An investigation has shown that a lot of Nigerian students clearly enjoy sex work on its own terms. Flexible hours, good working conditions and sexual pleasure were among the most regularly cited positive aspects of sex work. But in almost every case, this enjoyment was balanced with stigma and enforced secrecy.
Giving her experiences of paying her way through university with sex work Angela from Maiduguri said “I’m a second-year studying Sociology and Philosophy. I started working after my first year, trying various part-time jobs, I’d just moved town from the North. My family are not well off, so can’t afford to help me much.
“I didn’t know anyone in the university town so when I moved there, I started from scratch. At first, I lived in an overcrowded, noisy flat with other students. After I started sex work, I could afford a place of my own.

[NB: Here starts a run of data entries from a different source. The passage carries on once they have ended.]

PR #3752, opened 2025-11-06
Add 'status-effect-bars-reforged' to global excludes

kman3107:
I was trying to start up FTB Stoneblock 4 and this mod `Status Effect Bars Reforged` crashed my server.

I am also having some datapack issues, but that is a separate problem, I'll look into that after making this PR.

EDIT: Here is the link for the mod in question, in case you want to check it out https://www.curseforge.com/minecraft/mc-mods/status-effect-bars-reforged


itzg:
Sorry for the delay merging this.

PR #5, opened 2020-06-29
Add Dir::is_dir and refactor Dir::create_dir_all

kubkon:
This commit adds `Dir::is_dir` and refactors `Dir::create_dir_all`
which makes use of it internally. This commit also enables several
tests testing `create_dir_all` along both positive and negative
execution paths.

### DIFF
--- a/tests/fs.rs
+++ b/tests/fs.rs
@@ -31,47 +31,6 @@ use cap_std::os::windows::fs::{symlink_dir, symlink_file};
 use cap_std::sys::fs::symlink_junction;
 */
 
-macro_rules! check {
-    ($e:expr) => {
-        match $e {
-            Ok(t) => t,
-            Err(e) => panic!("{} failed with: {}", stringify!($e), e),
-        }
-    };
-}
-
-#[cfg(windows)]
-macro_rules! error {
-    ($e:expr, $s:expr) => {
-        match $e {
-            Ok(_) => panic!("Unexpected success. Should've been: {:?}", $s),
-            Err(ref err) => assert!(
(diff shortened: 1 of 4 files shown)


tests/fs.rs
```diff
@@ -535,18 +535,18 @@ fn mkdir_path_already_exists_error() {
     assert_eq!(e.kind(), ErrorKind::AlreadyExists);
 }
 
-/*
 #[test]
 fn recursive_mkdir() {
     let tmpdir = tmpdir();
     let dir = "d1/d2";
     check!(tmpdir.create_dir_all(dir));
-    assert!(dir.is_dir())
```
sunfishcode, line 544: This should translate into `assert!(tmpdir.is_dir(dir));`

tests/fs.rs
```diff
@@ -535,18 +535,18 @@ fn mkdir_path_already_exists_error() {
...
+    assert!(tmpdir.is_dir("d1"));
+    let dir = check!(tmpdir.open_dir("d1"));
+    assert!(dir.is_dir("d2"));
+    assert!(tmpdir.is_dir("d1/d2"));
```
sunfishcode, line 546: These extra checks are good, though would it be inconvenient to add them in a separate file? That way we can keep `fs.rs` as close to a direct translation of Rust's `fs.rs` as possible.

kubkon:
OK, @sunfishcode, I've now addressed your comments in e5a077a. Have a look and lemme know what you think. I've had to do some small refactoring to get `check!` and other macros available across the entire `tests` crate.

sunfishcode:
Looks great!

PR #6, opened 2020-07-01
Implement OpenOptionsExt for yanix platforms.

sunfishcode:
And stub out Windows support. Also, implement `open_file` and
`create_file` in terms of `open_file_with`, for less unsafe code and
fewer magic constants.

### DIFF
--- a/src/sys/yanix/fs/dir.rs
+++ b/src/sys/yanix/fs/dir.rs
@@ -3,6 +3,7 @@ use crate::{
     os::unix::net::{UnixDatagram, UnixListener, UnixStream},
 };
 use std::{
+    convert::TryInto,
     fs, io,
     os::unix::{
         fs::OpenOptionsExt,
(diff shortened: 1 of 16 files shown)


src/sys/yanix/fs/dir.rs
```diff
@@ -69,27 +60,31 @@ impl Dir {
...
+            & !OFlag::ACCMODE;
         unsafe {
             let fd = openat(
                 self.std_file.as_raw_fd(),
                 path,
                 oflags,
-                Mode::from_bits(0o666).unwrap(),
+                #[allow(clippy::useless_conversion)]
+                Mode::from_bits(options.ext.mode.try_into().expect("unrecognized Mode bits"))
+                    .expect("unrecognized Mode bits"),
```
kubkon, line 72: Should we panic here? Or is a situation where the user specifies wrong mode bits possible, and which they'd like to recover from?

sunfishcode: Looks like libstd silently ignores unrecognized mode bits. I'll update to match.

sunfishcode: Done!

PR #8, opened 2020-07-01
Add Dir::canonicalize and read_link (in *nix)

kubkon:
Canonicalization is handled by `PathNormalizer` struct which ensures we
only ever return a relative path to the root Dir handle without
moving beyond it. It is possible since `PathNormalizer` is an adaption
of `path::get` from wasi-common, and essentially emulates Capsicum.

Builds on #7


kubkon:
As discussed offline, closing as it’s superseded by #9. Instead will backport the approach to the testing crate after #9 lands.

PR #9, opened 2020-07-01
Implement sandboxing for `open`.

sunfishcode:
Reorganize the codebase to better share code between cap-async-std and
cap-std, by factoring out a cap-primitives crates that they can both
depend on. In cap-primitives, implement sandboxing for `open`.

The crates are now part of a workspace, so they can all be built
together.

This PR is based on #7.


cap-primitives/src/std/fs/get_path.rs
```diff
@@ -0,0 +1,35 @@
...
+    // alternatives. If a better method is invented, it should be used
+    // instead.
+    let mut buf = vec![0; libc::PATH_MAX as usize];
+    let n = unsafe { libc::fcntl(file.as_raw_fd(), libc::F_GETPATH, buf.as_ptr()) };
+    if n == -1 {
+        return None;
+    }
+    let l = buf.iter().position(|&c| c == 0).unwrap();
+    buf.truncate(l as usize);
+    buf.shrink_to_fit();
```
kubkon, line 28: This is super unfortunate and alas I've not found a better way at solving this on Darwin... In fact, I've got pretty much the exact same solution over in Zig: [zig#5701](https://github.com/ziglang/zig/pull/5701/files#diff-5a679ae5685f723b7d3fec367ffbeab6R3951).

cap-primitives/src/yanix/linux/fs/open.rs
```diff
@@ -0,0 +1,142 @@
...
+        // Test if `openat2` is supported. If so, we can use `open_openat2`.
+        // Otherwise, fall back to `open_manually`.
+        unsafe {
+            if let -1 = libc::syscall(
+                SYS_OPENAT2,
+                -1,
+                ptr::null::<libc::c_void>(),
+                ptr::null::<libc::c_void>(),
+                0,
+            ) {
```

“I have regular clients through some hotel receptionists who have my number. I visit clients at home, in hotels and occasionally at their workplace. It’s flexible and fits around my course; especially, I can work the hours I want at my convenience.”
Speaking on secrecy, another student confessed that “That’s where I have a problem,” she admitted that her choice has turned into a giant secret. “I have to be careful what I say, where I go and what I do.”
A close discourse with other “practitioners” in confidence revealed some moving issues.
Mabel (not her real name) in a state university told our correspondent that her parents know she is into academic prostitution while in school.
“They have to. Mum is a petty trader and my father was laid off as textile engineer when the industries closed down. But I made good grades and got admission, so what was I expected to do?”
For Martins, “The sex work I partake in is escorting. Men hire me by the hour, either for sex, company or dates. I got into the sex industry because I had no money left to pay my bills or do anything socially. I signed up to a website, thinking I wouldn’t get much of a response, but I did. And it felt good! It feels good to have the ability to make men pay for you; it gives you a certain power over them.
“My friends know what I do but I don’t talk about it to anyone, as there’s definitely a great deal of stigma attached (to sex work). One of my friends actually tried to get me down about it and tried to say I was “a dirty hooker on the street”, but it isn’t like that at all.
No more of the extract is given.